PR #648, opened 2026-07-17
fix(cli): correct --hardkill-count off-by-one in worker signal handler

### LINKED ISSUE #647: --hardkill-count appears off by one
### Taskiq version

0.12.4

### Python version

Python 3.12

### OS

Linux

## Description

The documentation describes `--hardkill-count` as the number of termination signals allowed before performing a hardkill.

However, the counter is currently implemented as:

```python
hardkill_counter = 0

def interrupt_handler(signum, _frame):
    nonlocal hardkill_counter

    shutdown_event.set()

    if hardkill_counter > args.hardkill_count:
        logger.warning("Hard kill. Exiting.")
        raise KeyboardInterrupt

    hardkill_counter += 1
```

Because the comparison happens before incrementing and uses `>`, `--hardkill-count 3` behaves as follows:

| Signal | Counter before signal | Result |
|---:|---:|---|
| 1 | 0 | Graceful shutdown |
| 2 | 1 | Graceful shutdown |
| 3 | 2 | Graceful shutdown |
| 4 | 3 | Graceful shutdown |
| 5 | 4 | Hardkill |

If the value means “three termination signals before hardkill,” I would expect the fourth signal to trigger the hardkill. The current implementation triggers it on the fifth signal.

Would this condition be expected to use `>=` instead?

```python
if hardkill_counter >= args.hardkill_count:
    logger.warning("Hard kill. Exiting.")
    raise KeyboardInterrupt
```

gitcommit90:
## Summary
Fixes #647: `--hardkill-count N` was off by one in the worker signal handler.

Docs/CLI help describe N as the number of termination signals allowed before a hard kill (hard kill on signal N+1). The handler compared `hardkill_counter > args.hardkill_count` **before** incrementing, so with the default `N=3` the hard kill fired on the **5th** signal instead of the 4th.

## Changes
- `taskiq/cli/worker/run.py`: change `>` to `>=` so hard kill runs on signal N+1.
- Add `tests/cli/worker/hanging_broker.py` and `tests/cli/worker/test_hardkill_count.py` — integration test that spawns a real worker with a broker whose graceful shutdown hangs, sends SIGINTs to the worker child, and asserts survival through N signals and hard kill on N+1.

## Test plan
- [x] New hardkill-count integration test fails on pre-fix code and passes with the fix
- [x] Full suite: `pytest tests/ -q -n auto` → 298 passed
- [x] `ruff check`, `ruff format --check`, `black --check`, `mypy` clean on touched files

Closes #647

### DIFF
--- a/taskiq/cli/worker/run.py
+++ b/taskiq/cli/worker/run.py
@@ -110,7 +110,7 @@ def start_listen(args: WorkerArgs) -> None:
         shutdown_event.set()
         # Hard kill is a signal that we should stop
         # everything immediately.
-        if hardkill_counter > args.hardkill_count:
+        if hardkill_counter >= args.hardkill_count:
             logger.warning("Hard kill. Exiting.")
             raise KeyboardInterrupt
         hardkill_counter += 1
--- a/tests/cli/worker/test_hardkill_count.py
+++ b/tests/cli/worker/test_hardkill_count.py
@@ -1,0 +1,119 @@
+"""Integration test for --hardkill-count signal semantics.
+
+Spawns a real worker subprocess whose broker never finishes graceful
+shutdown, sends SIGINTs directly to a worker child process (the process
+that installs the hard-kill counting signal handler), and checks how
+many signals it takes to hard-kill it.
+
+Documented behavior (``--hardkill-count N``): N termination signals are
+allowed before performing a hardkill, i.e. signals 1..N only set the
+shutdown event and signal N+1 raises KeyboardInterrupt in the worker.
+"""
+
+import os
+import signal
+import subprocess
+import sys
+import time
+from pathlib import Path
+
+import psutil
+import pytest
+
+REPO_ROOT = Path(__file__).resolve().parents[3]
+SIGNAL_SETTLE_SECONDS = 0.6
+WAIT_TIMEOUT = 15.0
+
+
+def _pid_alive(pid: int) -> bool:
+    """Check whether a process exists."""
+    try:
+        os.kill(pid, 0)
+    except OSError:
+        return False
+    return True
+
+
+def _worker_child_pids(main_pid: int) -> list[int]:
+    """Return pids of worker child processes of the main process."""
+    try:
+        parent = psutil.Process(main_pid)
+    except psutil.NoSuchProcess:
+        return []
+    return [child.pid for child in parent.children(recursive=False)]
+
+
+@pytest.mark.skipif(
+    sys.platform == "win32",
+    reason="SIGINT hard-kill semantics differ on Windows",
+)
+def test_hardkill_count_signals_before_hardkill() -> None:
+    """N signals are graceful; signal N+1 hard-kills the worker process."""
+    hardkill_count = 3
+    env = os.environ.copy()
+    env["PYTHONPATH"] = str(REPO_ROOT) + os.pathsep + env.get("PYTHONPATH", "")
+    proc = subprocess.Popen(  # noqa: S603
+        [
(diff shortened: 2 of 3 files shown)


GefMar (commented):
A few notes on the signal semantics and test reliability.

taskiq/cli/worker/run.py
```diff
@@ -110,7 +110,7 @@ def interrupt_handler(signum: int, _frame: Any) -> None:
         shutdown_event.set()
         # Hard kill is a signal that we should stop
         # everything immediately.
-        if hardkill_counter > args.hardkill_count:
+        if hardkill_counter >= args.hardkill_count:
```
GefMar, line 113: Before changing this condition, could we clarify the contract? With this change, `--hardkill-count 3` kills the worker on the fourth signal, while the docs say that sending three signals performs a hard kill. We should pick one interpretation and align the code, CLI help, docs, and test.

tests/cli/worker/test_hardkill_count.py
```diff
@@ -0,0 +1,119 @@
...
+        deadline = time.monotonic() + WAIT_TIMEOUT
+        worker_pid: int | None = None
+        while time.monotonic() < deadline:
+            if proc.poll() is not None:
+                pytest.fail(
+                    f"Worker exited during startup: returncode={proc.returncode}",
+                )
+            children = _worker_child_pids(proc.pid)
+            if children:
+                worker_pid = children[0]
```
GefMar, line 88: On macOS, the first child is usually `multiprocessing.resource_tracker`, not the worker. It ignores `SIGINT`, so this test will fail there. We need a reliable way to get the actual worker PID.

tests/cli/worker/test_hardkill_count.py
```diff
@@ -0,0 +1,119 @@
...
+                break
+            time.sleep(0.25)
+        if worker_pid is None:
+            pytest.fail("No worker child process spawned in time")
+        # Extra settle time so the child's signal handlers are installed.
+        time.sleep(2.0)
```
GefMar, line 94: A fixed two-second sleep does not guarantee that the worker has installed its signal handlers, especially on a busy CI runner. Could we wait for an explicit readiness signal from the test broker instead?

tests/cli/worker/test_hardkill_count.py
```diff
@@ -0,0 +1,119 @@
...
+        while time.monotonic() < deadline and _pid_alive(worker_pid):
+            time.sleep(0.1)
+        assert not _pid_alive(worker_pid), (
+            f"Worker still alive after {hardkill_count + 1} signals; "
+            f"--hardkill-count {hardkill_count} should hard-kill on "
+            f"signal {hardkill_count + 1}"
+        )
+    finally:
+        if proc.poll() is None:
+            proc.kill()
```
GefMar, line 118: `proc.kill()` only stops the supervisor, so the hanging worker may be left running after a test failure. It would be safer to terminate the whole process group or explicitly clean up all child processes.

tests/cli/worker/test_hardkill_count.py
s3rius: What if in _worker_child_pids we will filter out all processes that are not `python`?

tests/cli/worker/test_hardkill_count.py
s3rius: We already set asyncio.event in the broker. I suppose, we can reuse it to fit our needs. Like, we only start killing, when the event is set. Reseting in on every iteration.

## EXERCISE
Return all of the material above exactly as it stands.

## WRITTEN SOLUTION
PR #648, opened 2026-07-17
fix(cli): correct --hardkill-count off-by-one in worker signal handler

### LINKED ISSUE #647: --hardkill-count appears off by one
### Taskiq version

0.12.4

### Python version

Python 3.12

### OS

Linux

## Description

The documentation describes `--hardkill-count` as the number of termination signals allowed before performing a hardkill.

However, the counter is currently implemented as:

```python
hardkill_counter = 0

def interrupt_handler(signum, _frame):
    nonlocal hardkill_counter

    shutdown_event.set()

    if hardkill_counter > args.hardkill_count:
        logger.warning("Hard kill. Exiting.")
        raise KeyboardInterrupt

    hardkill_counter += 1
```

Because the comparison happens before incrementing and uses `>`, `--hardkill-count 3` behaves as follows:

| Signal | Counter before signal | Result |
|---:|---:|---|
| 1 | 0 | Graceful shutdown |
| 2 | 1 | Graceful shutdown |
| 3 | 2 | Graceful shutdown |
| 4 | 3 | Graceful shutdown |
| 5 | 4 | Hardkill |

If the value means “three termination signals before hardkill,” I would expect the fourth signal to trigger the hardkill. The current implementation triggers it on the fifth signal.

Would this condition be expected to use `>=` instead?

```python
if hardkill_counter >= args.hardkill_count:
    logger.warning("Hard kill. Exiting.")
    raise KeyboardInterrupt
```

gitcommit90:
## Summary
Fixes #647: `--hardkill-count N` was off by one in the worker signal handler.

Docs/CLI help describe N as the number of termination signals allowed before a hard kill (hard kill on signal N+1). The handler compared `hardkill_counter > args.hardkill_count` **before** incrementing, so with the default `N=3` the hard kill fired on the **5th** signal instead of the 4th.

## Changes
- `taskiq/cli/worker/run.py`: change `>` to `>=` so hard kill runs on signal N+1.
- Add `tests/cli/worker/hanging_broker.py` and `tests/cli/worker/test_hardkill_count.py` — integration test that spawns a real worker with a broker whose graceful shutdown hangs, sends SIGINTs to the worker child, and asserts survival through N signals and hard kill on N+1.

## Test plan
- [x] New hardkill-count integration test fails on pre-fix code and passes with the fix
- [x] Full suite: `pytest tests/ -q -n auto` → 298 passed
- [x] `ruff check`, `ruff format --check`, `black --check`, `mypy` clean on touched files

Closes #647

### DIFF
--- a/taskiq/cli/worker/run.py
+++ b/taskiq/cli/worker/run.py
@@ -110,7 +110,7 @@ def start_listen(args: WorkerArgs) -> None:
         shutdown_event.set()
         # Hard kill is a signal that we should stop
         # everything immediately.
-        if hardkill_counter > args.hardkill_count:
+        if hardkill_counter >= args.hardkill_count:
             logger.warning("Hard kill. Exiting.")
             raise KeyboardInterrupt
         hardkill_counter += 1
--- a/tests/cli/worker/test_hardkill_count.py
+++ b/tests/cli/worker/test_hardkill_count.py
@@ -1,0 +1,119 @@
+"""Integration test for --hardkill-count signal semantics.
+
+Spawns a real worker subprocess whose broker never finishes graceful
+shutdown, sends SIGINTs directly to a worker child process (the process
+that installs the hard-kill counting signal handler), and checks how
+many signals it takes to hard-kill it.
+
+Documented behavior (``--hardkill-count N``): N termination signals are
+allowed before performing a hardkill, i.e. signals 1..N only set the
+shutdown event and signal N+1 raises KeyboardInterrupt in the worker.
+"""
+
+import os
+import signal
+import subprocess
+import sys
+import time
+from pathlib import Path
+
+import psutil
+import pytest
+
+REPO_ROOT = Path(__file__).resolve().parents[3]
+SIGNAL_SETTLE_SECONDS = 0.6
+WAIT_TIMEOUT = 15.0
+
+
+def _pid_alive(pid: int) -> bool:
+    """Check whether a process exists."""
+    try:
+        os.kill(pid, 0)
+    except OSError:
+        return False
+    return True
+
+
+def _worker_child_pids(main_pid: int) -> list[int]:
+    """Return pids of worker child processes of the main process."""
+    try:
+        parent = psutil.Process(main_pid)
+    except psutil.NoSuchProcess:
+        return []
+    return [child.pid for child in parent.children(recursive=False)]
+
+
+@pytest.mark.skipif(
+    sys.platform == "win32",
+    reason="SIGINT hard-kill semantics differ on Windows",
+)
+def test_hardkill_count_signals_before_hardkill() -> None:
+    """N signals are graceful; signal N+1 hard-kills the worker process."""
+    hardkill_count = 3
+    env = os.environ.copy()
+    env["PYTHONPATH"] = str(REPO_ROOT) + os.pathsep + env.get("PYTHONPATH", "")
+    proc = subprocess.Popen(  # noqa: S603
+        [
(diff shortened: 2 of 3 files shown)


GefMar (commented):
A few notes on the signal semantics and test reliability.

taskiq/cli/worker/run.py
```diff
@@ -110,7 +110,7 @@ def interrupt_handler(signum: int, _frame: Any) -> None:
         shutdown_event.set()
         # Hard kill is a signal that we should stop
         # everything immediately.
-        if hardkill_counter > args.hardkill_count:
+        if hardkill_counter >= args.hardkill_count:
```
GefMar, line 113: Before changing this condition, could we clarify the contract? With this change, `--hardkill-count 3` kills the worker on the fourth signal, while the docs say that sending three signals performs a hard kill. We should pick one interpretation and align the code, CLI help, docs, and test.

tests/cli/worker/test_hardkill_count.py
```diff
@@ -0,0 +1,119 @@
...
+        deadline = time.monotonic() + WAIT_TIMEOUT
+        worker_pid: int | None = None
+        while time.monotonic() < deadline:
+            if proc.poll() is not None:
+                pytest.fail(
+                    f"Worker exited during startup: returncode={proc.returncode}",
+                )
+            children = _worker_child_pids(proc.pid)
+            if children:
+                worker_pid = children[0]
```
GefMar, line 88: On macOS, the first child is usually `multiprocessing.resource_tracker`, not the worker. It ignores `SIGINT`, so this test will fail there. We need a reliable way to get the actual worker PID.

tests/cli/worker/test_hardkill_count.py
```diff
@@ -0,0 +1,119 @@
...
+                break
+            time.sleep(0.25)
+        if worker_pid is None:
+            pytest.fail("No worker child process spawned in time")
+        # Extra settle time so the child's signal handlers are installed.
+        time.sleep(2.0)
```
GefMar, line 94: A fixed two-second sleep does not guarantee that the worker has installed its signal handlers, especially on a busy CI runner. Could we wait for an explicit readiness signal from the test broker instead?

tests/cli/worker/test_hardkill_count.py
```diff
@@ -0,0 +1,119 @@
...
+        while time.monotonic() < deadline and _pid_alive(worker_pid):
+            time.sleep(0.1)
+        assert not _pid_alive(worker_pid), (
+            f"Worker still alive after {hardkill_count + 1} signals; "
+            f"--hardkill-count {hardkill_count} should hard-kill on "
+            f"signal {hardkill_count + 1}"
+        )
+    finally:
+        if proc.poll() is None:
+            proc.kill()
```
GefMar, line 118: `proc.kill()` only stops the supervisor, so the hanging worker may be left running after a test failure. It would be safer to terminate the whole process group or explicitly clean up all child processes.

tests/cli/worker/test_hardkill_count.py
s3rius: What if in _worker_child_pids we will filter out all processes that are not `python`?

tests/cli/worker/test_hardkill_count.py
s3rius: We already set asyncio.event in the broker. I suppose, we can reuse it to fit our needs. Like, we only start killing, when the event is set. Reseting in on every iteration.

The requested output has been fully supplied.